Search the material for "supplier" and copy each line in which it is found.

►

PR #501, opened 2023-02-08
Avoid null class loader in LogStoreProvider

snoe925:
Class.forName passed a null class loader will use the bootstrap loader and not the system class loader. This happens when using the Armeria server for example.
Signed-off-by: Shannon Noe <snoe925@gmail.com>

### DIFF
--- a/standalone/src/main/scala/io/delta/standalone/internal/storage/LogStoreProvider.scala
+++ b/standalone/src/main/scala/io/delta/standalone/internal/storage/LogStoreProvider.scala
@@ -55,8 +55,15 @@ private[internal] trait LogStoreProvider {
       new DelegatingLogStore(hadoopConf)
     } else {
       // scalastyle:off classforname
+      // Do not pass a null class loader
+      // - https://github.com/netty/netty/issues/7290
+      // - https://bugs.openjdk.java.net/browse/JDK-7008595
+      var loader = Thread.currentThread().getContextClassLoader
+      if (loader == null) {
+        loader = this.getClass().getClassLoader
+      }
       val logStoreClass =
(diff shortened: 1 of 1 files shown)


standalone/src/main/scala/io/delta/standalone/internal/storage/LogStoreProvider.scala
```diff
@@ -55,8 +55,15 @@ private[internal] trait LogStoreProvider {
...
+      // Do not pass a null class loader
+      // - https://github.com/netty/netty/issues/7290
+      // - https://bugs.openjdk.java.net/browse/JDK-7008595
+      var loader = Thread.currentThread().getContextClassLoader
+      if (loader == null) {
+        loader = this.getClass().getClassLoader
+      }
       val logStoreClass =
-        Class.forName(className, true, Thread.currentThread().getContextClassLoader)
+        Class.forName(className, true, loader)
```
scottsand-db, line 66: what about
```scala
// comments here
val classLoader = Option(Thread.currentThread().getContextClassLoader)
    .getOrElse(this.getClass().getClassLoader)
val logStoreClass = Class.forName(className, true, classLoader)
```
this is a little more scala-like

scottsand-db: but otherwise LGTM

snoe925: The outer comments about Java influenced me.  Certainly can be a one liner with Option().  😄

scottsand-db:
@snoe925 any reason you closed this? The change LGTM

PR #525, opened 2023-03-20
Avoid null LogStoreProvider class

snoe925:
The thread context class loader can be null.  When null use the class loader of the calling class.


snoe925:
The PR was old so I reopened a fresh one.

PR #527, opened 2023-03-20
Avoid null classloader

snoe925:
Netty likes to keep thread class loaders set to null.  If the thread class loader is null, then use the calling class.


snoe925:
I had to do this PR N times as I don't know how my work connection was destroying the code.

snoe925:
Can this PR merge?  Anything blocking it?

vkorukanti:

PR #532, opened 2023-04-10
[Delta-Flink Sink] Compute `txnVersion` lazily to reduce CPU utilization on commit

scottsand-db:
Previously, we were calling `deltaLog.startTransaction.txnVersion(appId)` every flink checkpoint (i.e. commit into the delta log). If a full log replay had not already been triggered, then `txnVesion` would trigger a full log replay - an expensive operation.

This is unnecessary as the result of `txnVersion` is only used during the first commit.

This change should reduce the CPU overhead each commit.

### DIFF
--- a/flink/src/main/java/io/delta/flink/internal/lang/Lazy.java
+++ b/flink/src/main/java/io/delta/flink/internal/lang/Lazy.java
@@ -29,11 +29,17 @@ public class Lazy<T> {
         this.supplier = supplier;
     }
 
-    public synchronized T get() {
+    public synchronized T threadSafeGet() {
         if (!instance.isPresent()) {
             instance = Optional.of(supplier.get());
         }
+        return instance.get();
+    }
 
+    public T threadUnsafeGet() {
+        if (!instance.isPresent()) {
+            instance = Optional.of(supplier.get());
+        }
         return instance.get();
     }
 }
--- a/flink/src/main/java/io/delta/flink/internal/lang/Lazy.java
+++ b/flink/src/main/java/io/delta/flink/internal/lang/Lazy.java
@@ -29,14 +29,8 @@ public class Lazy<T> {
         this.supplier = supplier;
     }
 
-    public synchronized T threadSafeGet() {
-        if (!instance.isPresent()) {
-            instance = Optional.of(supplier.get());
-        }
-        return instance.get();
-    }
-
-    public T threadUnsafeGet() {
+    /** Not thread safe. */
+    public T get() {
         if (!instance.isPresent()) {
             instance = Optional.of(supplier.get());
         }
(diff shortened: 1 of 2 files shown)


flink/src/main/java/io/delta/flink/sink/internal/committer/DeltaGlobalCommitter.java
```diff
@@ -271,16 +272,20 @@ private SortedMap<Long, List<CheckpointData>> getCommittablesPerCheckpoint(
             List<DeltaGlobalCommittable> globalCommittables,
             DeltaLog deltaLog) {
 
-        OptimisticTransaction transaction = deltaLog.startTransaction();
-        long tableVersion = transaction.txnVersion(appId);
+        // The last committed table version by THIS flink application.
+        // Even though `Lazy` is thread-unsafe, we know that the GlobalCommitter runs with
+        // parallelism equal to 1, and we are only accessing this local variable in this single
```
kristoffSC, line 277: Even if Flink would allow for more than one Global Committer (parallelism > 1) this code would be executed only by one thread.

So this is "safe" not because `parallelism equal to 1` but because Flink's threading model.

flink/src/main/java/io/delta/flink/internal/lang/Lazy.java
```diff
@@ -0,0 +1,40 @@
...
+public class Lazy<T> {
+    private final Supplier<T> supplier;
+    private Optional<T> instance = Optional.empty();
+
+    public Lazy(Supplier<T> supplier) {
+        this.supplier = supplier;
+    }
+
+    /** Not thread-safe (i.e. may perform duplicate `supplier.get()` calls) */
+    public T get() {
```
vkorukanti, line 33: we could add synchronized keyword to the method and get rid of thread-unsafe comments here and below.

flink/src/main/java/io/delta/flink/sink/internal/committer/DeltaGlobalCommitter.java
```diff
@@ -271,16 +272,20 @@ private SortedMap<Long, List<CheckpointData>> getCommittablesPerCheckpoint(
...
+        // method.
+        Lazy<Long> lastCommittedTableVersion =
+            new Lazy<>(() -> deltaLog.startTransaction().txnVersion(appId));
 
-        if (!this.firstCommit || tableVersion < 0) {
+        if (!this.firstCommit || lastCommittedTableVersion.get() < 0) {
```
vkorukanti, line 282: Add a comment saying that keep the `lastCommittedTableVersion.get()` as last call, given it is expensive.

vkorukanti (approved):
lgtm

flink/src/main/java/io/delta/flink/internal/lang/Lazy.java
kristoffSC: > we could add synchronized keyword

I would actually advice to not do that. This code will never be called from more than one thread due to Flink's threading model. Its a common practice that whenever you wrote Flink's processing functions etc you tend not to use synchronization or any thread blocking things unless your logic executes your business logic on multiple threads.

If this class would be use in the future on a HOT PATH, than `synchronized` would kill its performance.

PR #533, opened 2023-04-10
[Delta-Standalone] Compute Snapshot protocol and metadata more efficiently

scottsand-db:
## The problem

`loadProtocolAndMetadata` can be an expensive operation when initializing a snapshot.

image

## The solution

This PR passes in a `previousSnapshotHint` into the `Snapshot` constructor, to be used during reverse log replay (when we calculate the latest protocol and metadata for the table).

At a high level, here is the logic that this PR implements:

Suppose the latest version of the table is V24 and we perform our first snapshot creation, i.e. `DeltaLog.forTable(...).snapshot()`. We will, as usual, scan files `0024.json`, `0023.json`, `0022.json`, `0021.json`, until we get to `0020.checkpoint.parquet` where we will find the protocol and metadata. (assuming no recent protocol and metadata updates in the json files).

Suppose some time later we call `log.update()`, and that versions 25-29 have been added to the table.

This PR changes the reverse replay logic so that we ONLY read files 29-25 to look for new protocol or metadata updates.

If we don't find any, then we just use the already-saved protocol and metadata values from the current log's snapshot at V25. That is, we do not read versions 24-20.

Thus, this PR reduces the amount of file scanning and processing we have to do during snapshot initialization.

image

### DIFF
--- a/standalone/src/test/scala/io/delta/standalone/internal/DeltaLogSuite.scala
+++ b/standalone/src/test/scala/io/delta/standalone/internal/DeltaLogSuite.scala
@@ -31,7 +31,7 @@ import org.apache.hadoop.fs.Path
 import org.scalatest.FunSuite
 
 import io.delta.standalone.{DeltaLog, Operation, Snapshot}
-import io.delta.standalone.actions.{AddFile => AddFileJ, JobInfo => JobInfoJ, Metadata => MetadataJ, NotebookInfo => NotebookInfoJ, RemoveFile => RemoveFileJ}
+import io.delta.standalone.actions.{AddFile => AddFileJ, JobInfo => JobInfoJ, Metadata => MetadataJ, NotebookInfo => NotebookInfoJ, Protocol => ProtocolJ, RemoveFile => RemoveFileJ}
 import io.delta.standalone.exceptions.DeltaStandaloneException
 import io.delta.standalone.types.{BooleanType, IntegerType, LongType, StringType, StructType}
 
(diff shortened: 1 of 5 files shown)


standalone/src/test/scala/io/delta/standalone/internal/DeltaLogSuite.scala
```diff
@@ -678,6 +678,95 @@ abstract class DeltaLogSuiteBase extends FunSuite {
...
+      val protocolV0 = new ProtocolJ(1, 2)
+      writerLog.startTransaction()
+        .commit((metadataV0 :: protocolV0 :: Nil).asJava, manualUpdate, engineInfo)
+
+      // V1-V8: The latest protocol and metadata is still in V0
+      for (i <- 1 to 8) { commit(i, writerLog) }
+
+      val readerLog = DeltaLog.forTable(conf, dir.getCanonicalPath)
+      val metrics1 = readerLog.snapshot().asInstanceOf[SnapshotImpl].protocolMetadataLoadMetrics
+      assert(metrics1.fileVersions.toList.sorted === (0 to 8).toList)
```
vkorukanti, line 707: do you want to verify that we have the correct metadata and protocol? Here and below?

standalone/src/test/scala/io/delta/standalone/internal/DeltaLogSuite.scala
```diff
@@ -678,6 +678,95 @@ abstract class DeltaLogSuiteBase extends FunSuite {
...
+      //       delta-standalone protocol support.
+      val protocolV28 = new ProtocolJ(1, 2)
+      writerLog.startTransaction()
+        .commit((metadataV28 :: protocolV28 :: Nil).asJava, manualUpdate, engineInfo)
+      commit(29, writerLog)
+
+      // The current snapshot is still at V26. We should read V29, V28, see the newest protocol and
+      // metadata, and stop early
+      val metrics6 = readerLog.update().asInstanceOf[SnapshotImpl].protocolMetadataLoadMetrics
+      assert(metrics6.fileVersions.toList.sorted === (28 to 29).toList)
```
vkorukanti, line 767: If there aren't any existing tests, please also add the case where the DeltaLog is created from scratch and the scanning happens as exepected.

vkorukanti (approved):
The changes lgtm (% couple of comments about tests).

Do you have the full flamegraph? Its not clear from the attached one how load P&M method is taking time compared to the other operations.

standalone/src/test/scala/io/delta/standalone/internal/DeltaLogSuite.scala
scottsand-db: Yup, that case is already covered. I'll add better test documentation to make this clearer.

standalone/src/test/scala/io/delta/standalone/internal/DeltaLogSuite.scala
scottsand-db: In this specific case, there's only one possible metadata and protocol.
For cases where there are different possible answers (though, only one correct answer) I have asserted that we have the correct answer.

scottsand-db:
@vkorukanti to me, the flame graph shows that it is this load operation that is taking up the most CPU (width).

Don't think I can upload the full flame graph without the user's consent.

image

kristoffSC:
Hi @vkorukanti 
is this what you are asking for? 
https://user-images.githubusercontent.com/7932805/223778596-6b0b74e1-c636-480a-a35c-db5f8571daf5.png

This is a flame graph that I've ceated for my Demo Flink job that shows exact same problem.
This was for issue https://github.com/delta-io/connectors/pull/515. In that ticket I've identified 4 items to improve. Ticket 515 fixed first two items and now @scottsand-db fixed item 4 in this ticket.

PR #545, opened 2023-05-08
Delta/Flink Sink and Delta Standalone - allow disabling of delta checkpointing

scottsand-db:
There may be some cases when the delta checkpointing (every 10th delta commit, where we write the latest active files and un-expired tombstones into a parquet file(s)) is a bottleneck for applications.

e.g. One scenario might be that a user wants to ingest using the Flink/Delta Sink, and use Delta Lake + Apache Spark to create the delta checkpoints in a distributed manner, thus not bottlenecking the flink application.

This PR enables setting the hadoopConf flag (used when you instantiate delta-standalone and the delta-flink sink) `io.delta.standalone.checkpointing.enabled` to `false` to disable checkpointing.

### DIFF
--- a/flink/src/test/java/io/delta/flink/sink/DeltaSinkStreamingExecutionITCase.java
+++ b/flink/src/test/java/io/delta/flink/sink/DeltaSinkStreamingExecutionITCase.java
@@ -220,6 +220,31 @@ public class DeltaSinkStreamingExecutionITCase extends DeltaSinkExecutionITCaseB
         );
     }
 
+    @Test
+    void can_disable_delta_checkpointing() throws Exception {
+        final org.apache.hadoop.conf.Configuration hadoopConf =
+            new org.apache.hadoop.conf.Configuration();
+        hadoopConf.set("io.delta.standalone.checkpointing.enabled", "false");
+
+        DeltaTestUtils.initTestForNonPartitionedTable(deltaTablePath);
+
+        StreamExecutionEnvironment env = getTestStreamEnv(false); // no failover
+        env.addSource(new CheckpointCountingSource(1_000, 12))
+            .setParallelism(1)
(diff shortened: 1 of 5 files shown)


flink/src/test/java/io/delta/flink/sink/DeltaSinkStreamingExecutionITCase.java
```diff
@@ -220,6 +220,31 @@ public void testFileSinkWithGlobalCommitterFailover(
         );
     }
 
+    @Test
+    void can_disable_delta_checkpointing() throws Exception {
```
vkorukanti, line 224: the test doesn't need to be public?

Also change the naming to camel case?

flink/src/test/java/io/delta/flink/sink/DeltaSinkStreamingExecutionITCase.java
```diff
@@ -220,6 +220,31 @@ public void testFileSinkWithGlobalCommitterFailover(
...
+        final org.apache.hadoop.conf.Configuration hadoopConf =
+            new org.apache.hadoop.conf.Configuration();
+        hadoopConf.set("io.delta.standalone.checkpointing.enabled", "false");
```
vkorukanti, line 227: can use `StandaloneHadoopConf.CHECKPOINTING_ENABLED` or not available in Flink module?

vkorukanti (approved):
lgtm.

flink/src/test/java/io/delta/flink/sink/DeltaSinkStreamingExecutionITCase.java
scottsand-db: `StandaloneHadoopConf` is an internal scala object, can't use it here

◄

■ **SOLVED EXERCISE**
         this.supplier = supplier;
             instance = Optional.of(supplier.get());
+            instance = Optional.of(supplier.get());
         this.supplier = supplier;
-            instance = Optional.of(supplier.get());
             instance = Optional.of(supplier.get());
+    private final Supplier<T> supplier;
+    public Lazy(Supplier<T> supplier) {
+        this.supplier = supplier;
+    /** Not thread-safe (i.e. may perform duplicate `supplier.get()` calls) */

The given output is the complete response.